TASK DETAILS
Transcribe the records below exactly, from their first line through the line containing "- [x] New feature". Omit every line after it.

SOURCE MATERIAL
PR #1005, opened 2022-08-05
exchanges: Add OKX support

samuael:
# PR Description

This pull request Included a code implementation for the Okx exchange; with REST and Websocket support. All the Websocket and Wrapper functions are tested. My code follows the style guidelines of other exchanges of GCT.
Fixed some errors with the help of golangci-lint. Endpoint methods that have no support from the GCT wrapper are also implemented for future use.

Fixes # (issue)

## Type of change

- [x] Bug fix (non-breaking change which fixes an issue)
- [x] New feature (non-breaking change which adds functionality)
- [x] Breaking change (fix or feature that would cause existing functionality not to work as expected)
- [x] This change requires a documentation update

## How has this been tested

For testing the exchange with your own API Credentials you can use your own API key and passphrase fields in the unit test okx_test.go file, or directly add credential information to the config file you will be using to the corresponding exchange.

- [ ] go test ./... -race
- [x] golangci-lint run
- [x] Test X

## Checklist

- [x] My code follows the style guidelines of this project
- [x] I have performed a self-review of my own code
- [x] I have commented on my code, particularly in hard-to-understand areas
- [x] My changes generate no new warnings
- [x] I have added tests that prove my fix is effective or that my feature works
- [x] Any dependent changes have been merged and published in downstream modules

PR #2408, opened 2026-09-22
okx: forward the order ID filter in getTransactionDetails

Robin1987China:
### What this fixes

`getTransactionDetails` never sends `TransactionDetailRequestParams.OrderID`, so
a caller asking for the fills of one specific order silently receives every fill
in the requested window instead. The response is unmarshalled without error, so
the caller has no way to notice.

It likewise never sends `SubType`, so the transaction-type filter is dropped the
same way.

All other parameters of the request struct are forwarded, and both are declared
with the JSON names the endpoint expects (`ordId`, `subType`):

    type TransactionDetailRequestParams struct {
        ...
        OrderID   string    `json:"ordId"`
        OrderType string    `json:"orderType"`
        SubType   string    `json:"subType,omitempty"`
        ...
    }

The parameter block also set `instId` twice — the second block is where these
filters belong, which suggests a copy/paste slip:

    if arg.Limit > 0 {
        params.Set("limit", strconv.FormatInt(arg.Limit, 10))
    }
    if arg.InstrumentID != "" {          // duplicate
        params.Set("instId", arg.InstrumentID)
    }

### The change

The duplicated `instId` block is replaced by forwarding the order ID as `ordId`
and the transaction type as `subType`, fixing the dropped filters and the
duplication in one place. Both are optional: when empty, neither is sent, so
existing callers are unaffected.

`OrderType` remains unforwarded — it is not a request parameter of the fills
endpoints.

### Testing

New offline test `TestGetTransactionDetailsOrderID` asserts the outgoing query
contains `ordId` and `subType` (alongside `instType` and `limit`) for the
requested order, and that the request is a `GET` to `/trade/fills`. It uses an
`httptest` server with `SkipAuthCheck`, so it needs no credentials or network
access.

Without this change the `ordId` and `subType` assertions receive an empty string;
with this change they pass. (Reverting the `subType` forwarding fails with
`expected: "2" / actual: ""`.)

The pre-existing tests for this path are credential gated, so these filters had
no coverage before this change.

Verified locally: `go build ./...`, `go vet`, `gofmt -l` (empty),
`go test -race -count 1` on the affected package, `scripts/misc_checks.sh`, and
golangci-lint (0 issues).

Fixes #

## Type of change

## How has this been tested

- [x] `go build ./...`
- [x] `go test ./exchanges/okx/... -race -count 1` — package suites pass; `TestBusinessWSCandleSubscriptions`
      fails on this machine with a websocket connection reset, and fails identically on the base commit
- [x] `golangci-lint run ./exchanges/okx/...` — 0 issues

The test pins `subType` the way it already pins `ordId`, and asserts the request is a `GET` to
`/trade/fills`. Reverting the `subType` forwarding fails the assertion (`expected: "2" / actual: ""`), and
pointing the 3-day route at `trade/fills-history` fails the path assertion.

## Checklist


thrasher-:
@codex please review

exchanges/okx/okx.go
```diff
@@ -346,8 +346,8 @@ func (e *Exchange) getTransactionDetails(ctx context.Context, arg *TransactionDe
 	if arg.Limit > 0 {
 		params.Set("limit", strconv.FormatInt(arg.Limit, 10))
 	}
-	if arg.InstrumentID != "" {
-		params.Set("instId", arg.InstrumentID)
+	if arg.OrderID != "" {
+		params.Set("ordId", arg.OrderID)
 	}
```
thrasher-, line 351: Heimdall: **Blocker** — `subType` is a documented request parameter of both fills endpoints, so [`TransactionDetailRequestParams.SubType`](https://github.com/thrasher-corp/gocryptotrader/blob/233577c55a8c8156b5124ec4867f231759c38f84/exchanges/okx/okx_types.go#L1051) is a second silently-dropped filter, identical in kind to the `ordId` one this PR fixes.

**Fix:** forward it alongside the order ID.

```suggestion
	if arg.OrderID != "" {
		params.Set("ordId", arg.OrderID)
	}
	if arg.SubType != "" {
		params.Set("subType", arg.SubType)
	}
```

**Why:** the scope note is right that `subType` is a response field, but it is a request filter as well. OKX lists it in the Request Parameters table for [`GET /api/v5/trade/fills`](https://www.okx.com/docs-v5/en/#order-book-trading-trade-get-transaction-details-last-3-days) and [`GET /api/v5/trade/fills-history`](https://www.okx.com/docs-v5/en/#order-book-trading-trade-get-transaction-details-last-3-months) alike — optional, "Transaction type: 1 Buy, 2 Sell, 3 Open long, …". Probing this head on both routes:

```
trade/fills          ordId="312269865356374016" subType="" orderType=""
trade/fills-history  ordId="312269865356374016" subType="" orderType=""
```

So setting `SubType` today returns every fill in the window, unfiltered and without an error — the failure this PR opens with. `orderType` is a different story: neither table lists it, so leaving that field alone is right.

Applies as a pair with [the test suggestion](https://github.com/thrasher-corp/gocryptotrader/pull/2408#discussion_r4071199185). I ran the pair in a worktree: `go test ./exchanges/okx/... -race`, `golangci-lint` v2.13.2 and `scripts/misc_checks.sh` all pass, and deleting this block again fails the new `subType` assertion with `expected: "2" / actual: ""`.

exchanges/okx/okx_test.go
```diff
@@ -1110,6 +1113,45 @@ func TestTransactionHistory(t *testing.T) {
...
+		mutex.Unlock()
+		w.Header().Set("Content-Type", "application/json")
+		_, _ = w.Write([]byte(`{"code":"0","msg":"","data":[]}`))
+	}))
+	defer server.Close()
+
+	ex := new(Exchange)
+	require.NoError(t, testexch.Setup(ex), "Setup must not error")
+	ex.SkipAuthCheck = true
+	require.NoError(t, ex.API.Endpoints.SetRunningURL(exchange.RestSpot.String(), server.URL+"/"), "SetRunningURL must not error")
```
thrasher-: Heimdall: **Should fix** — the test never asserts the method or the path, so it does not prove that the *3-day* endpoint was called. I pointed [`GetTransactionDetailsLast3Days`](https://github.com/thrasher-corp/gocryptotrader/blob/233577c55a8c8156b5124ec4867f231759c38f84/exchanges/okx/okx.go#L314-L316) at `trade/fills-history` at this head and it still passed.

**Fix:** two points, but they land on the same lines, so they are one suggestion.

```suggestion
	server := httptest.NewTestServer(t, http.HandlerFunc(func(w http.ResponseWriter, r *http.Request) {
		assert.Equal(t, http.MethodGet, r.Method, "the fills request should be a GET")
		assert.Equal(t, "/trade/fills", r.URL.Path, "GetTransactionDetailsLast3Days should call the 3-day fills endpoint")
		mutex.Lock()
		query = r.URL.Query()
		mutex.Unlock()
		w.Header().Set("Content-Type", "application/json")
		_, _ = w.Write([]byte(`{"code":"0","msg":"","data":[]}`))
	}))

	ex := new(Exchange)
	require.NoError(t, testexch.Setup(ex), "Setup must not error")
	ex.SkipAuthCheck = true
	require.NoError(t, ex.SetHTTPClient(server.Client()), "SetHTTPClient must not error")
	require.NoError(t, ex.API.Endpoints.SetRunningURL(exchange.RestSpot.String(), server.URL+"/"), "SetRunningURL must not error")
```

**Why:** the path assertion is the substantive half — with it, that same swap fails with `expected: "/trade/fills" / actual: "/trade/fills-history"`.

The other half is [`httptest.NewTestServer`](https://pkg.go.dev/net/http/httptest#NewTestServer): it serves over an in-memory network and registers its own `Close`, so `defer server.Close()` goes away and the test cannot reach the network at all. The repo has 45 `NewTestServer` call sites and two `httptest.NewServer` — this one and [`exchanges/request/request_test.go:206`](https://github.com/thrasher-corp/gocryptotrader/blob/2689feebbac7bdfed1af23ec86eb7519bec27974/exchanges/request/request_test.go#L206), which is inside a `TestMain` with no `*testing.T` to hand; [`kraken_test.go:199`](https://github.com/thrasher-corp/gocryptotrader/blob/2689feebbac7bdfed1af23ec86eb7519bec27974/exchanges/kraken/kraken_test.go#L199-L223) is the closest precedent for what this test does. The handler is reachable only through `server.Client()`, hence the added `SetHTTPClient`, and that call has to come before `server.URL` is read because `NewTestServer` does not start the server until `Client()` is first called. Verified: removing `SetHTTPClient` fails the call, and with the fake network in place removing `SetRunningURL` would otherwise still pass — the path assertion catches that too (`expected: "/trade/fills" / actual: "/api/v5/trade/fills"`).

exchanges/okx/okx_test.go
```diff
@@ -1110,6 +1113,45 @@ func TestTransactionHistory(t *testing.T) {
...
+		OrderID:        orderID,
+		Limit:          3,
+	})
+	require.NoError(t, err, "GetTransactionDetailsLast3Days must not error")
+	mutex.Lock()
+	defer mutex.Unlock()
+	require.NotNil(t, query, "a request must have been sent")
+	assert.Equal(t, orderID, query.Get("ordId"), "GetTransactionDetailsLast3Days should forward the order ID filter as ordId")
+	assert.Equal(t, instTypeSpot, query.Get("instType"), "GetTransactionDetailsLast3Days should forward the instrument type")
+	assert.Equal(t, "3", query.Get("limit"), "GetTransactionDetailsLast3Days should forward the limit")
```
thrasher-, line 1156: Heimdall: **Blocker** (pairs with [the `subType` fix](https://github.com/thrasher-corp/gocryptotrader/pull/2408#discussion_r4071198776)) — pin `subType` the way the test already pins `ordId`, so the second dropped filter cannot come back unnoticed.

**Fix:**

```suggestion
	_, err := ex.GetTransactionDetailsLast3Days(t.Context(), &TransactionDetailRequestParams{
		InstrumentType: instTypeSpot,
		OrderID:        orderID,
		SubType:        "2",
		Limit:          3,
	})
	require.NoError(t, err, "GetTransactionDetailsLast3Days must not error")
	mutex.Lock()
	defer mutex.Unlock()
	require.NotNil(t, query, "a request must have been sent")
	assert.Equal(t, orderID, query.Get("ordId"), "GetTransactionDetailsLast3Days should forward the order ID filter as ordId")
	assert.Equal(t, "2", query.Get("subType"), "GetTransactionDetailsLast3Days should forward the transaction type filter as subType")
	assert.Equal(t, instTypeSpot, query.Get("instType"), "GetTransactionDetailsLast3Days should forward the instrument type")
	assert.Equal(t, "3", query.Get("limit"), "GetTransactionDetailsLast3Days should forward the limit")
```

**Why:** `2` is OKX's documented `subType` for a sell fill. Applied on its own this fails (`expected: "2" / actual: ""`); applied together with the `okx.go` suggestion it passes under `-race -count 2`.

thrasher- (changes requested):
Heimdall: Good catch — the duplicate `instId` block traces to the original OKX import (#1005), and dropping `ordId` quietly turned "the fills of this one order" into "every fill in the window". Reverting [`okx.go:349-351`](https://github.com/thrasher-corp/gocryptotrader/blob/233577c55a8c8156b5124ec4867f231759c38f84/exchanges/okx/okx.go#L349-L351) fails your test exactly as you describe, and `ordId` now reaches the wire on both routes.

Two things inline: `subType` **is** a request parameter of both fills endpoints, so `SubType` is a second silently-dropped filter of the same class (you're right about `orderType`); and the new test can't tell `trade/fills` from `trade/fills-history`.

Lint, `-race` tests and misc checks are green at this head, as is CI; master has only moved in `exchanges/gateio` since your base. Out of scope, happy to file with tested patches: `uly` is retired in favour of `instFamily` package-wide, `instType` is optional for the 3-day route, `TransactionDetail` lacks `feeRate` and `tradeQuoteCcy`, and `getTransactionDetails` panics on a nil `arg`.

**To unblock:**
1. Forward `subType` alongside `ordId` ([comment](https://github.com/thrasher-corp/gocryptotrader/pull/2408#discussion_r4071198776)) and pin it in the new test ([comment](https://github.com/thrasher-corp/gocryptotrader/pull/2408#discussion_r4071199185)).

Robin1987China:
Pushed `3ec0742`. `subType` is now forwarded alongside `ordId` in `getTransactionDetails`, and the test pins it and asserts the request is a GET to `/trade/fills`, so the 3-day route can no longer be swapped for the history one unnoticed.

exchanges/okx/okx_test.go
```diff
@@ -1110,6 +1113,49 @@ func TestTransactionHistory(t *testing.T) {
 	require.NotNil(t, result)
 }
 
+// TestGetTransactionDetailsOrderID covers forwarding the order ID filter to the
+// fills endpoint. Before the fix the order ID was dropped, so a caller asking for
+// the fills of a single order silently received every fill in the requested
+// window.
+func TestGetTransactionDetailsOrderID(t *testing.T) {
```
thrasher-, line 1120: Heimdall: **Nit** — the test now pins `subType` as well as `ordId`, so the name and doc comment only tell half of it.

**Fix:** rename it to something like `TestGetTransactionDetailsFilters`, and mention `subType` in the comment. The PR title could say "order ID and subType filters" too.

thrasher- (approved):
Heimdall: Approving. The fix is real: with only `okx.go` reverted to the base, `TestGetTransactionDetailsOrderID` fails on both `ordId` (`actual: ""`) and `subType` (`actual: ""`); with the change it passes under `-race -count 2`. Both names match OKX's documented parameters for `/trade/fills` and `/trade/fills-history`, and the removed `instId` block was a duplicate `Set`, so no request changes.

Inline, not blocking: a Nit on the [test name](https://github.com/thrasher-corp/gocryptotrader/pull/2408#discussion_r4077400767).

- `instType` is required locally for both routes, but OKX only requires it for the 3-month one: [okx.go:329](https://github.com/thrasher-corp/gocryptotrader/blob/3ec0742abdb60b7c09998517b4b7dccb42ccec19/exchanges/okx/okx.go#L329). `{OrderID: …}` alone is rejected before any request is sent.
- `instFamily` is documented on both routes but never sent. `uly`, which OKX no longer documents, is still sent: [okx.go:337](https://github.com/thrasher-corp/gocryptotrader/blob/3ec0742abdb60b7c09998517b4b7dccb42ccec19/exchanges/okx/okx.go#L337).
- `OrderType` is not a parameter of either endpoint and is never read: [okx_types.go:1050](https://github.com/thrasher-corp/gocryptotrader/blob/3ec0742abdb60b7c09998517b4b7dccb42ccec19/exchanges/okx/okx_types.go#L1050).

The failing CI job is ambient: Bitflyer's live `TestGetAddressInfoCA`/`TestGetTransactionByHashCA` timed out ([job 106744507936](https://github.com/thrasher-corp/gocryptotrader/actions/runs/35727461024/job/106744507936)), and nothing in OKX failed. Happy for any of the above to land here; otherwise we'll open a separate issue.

ANSWER
PR #1005, opened 2022-08-05
exchanges: Add OKX support

samuael:
# PR Description

This pull request Included a code implementation for the Okx exchange; with REST and Websocket support. All the Websocket and Wrapper functions are tested. My code follows the style guidelines of other exchanges of GCT.
Fixed some errors with the help of golangci-lint. Endpoint methods that have no support from the GCT wrapper are also implemented for future use.

Fixes # (issue)

## Type of change

- [x] Bug fix (non-breaking change which fixes an issue)
- [x] New feature (non-breaking change which adds functionality)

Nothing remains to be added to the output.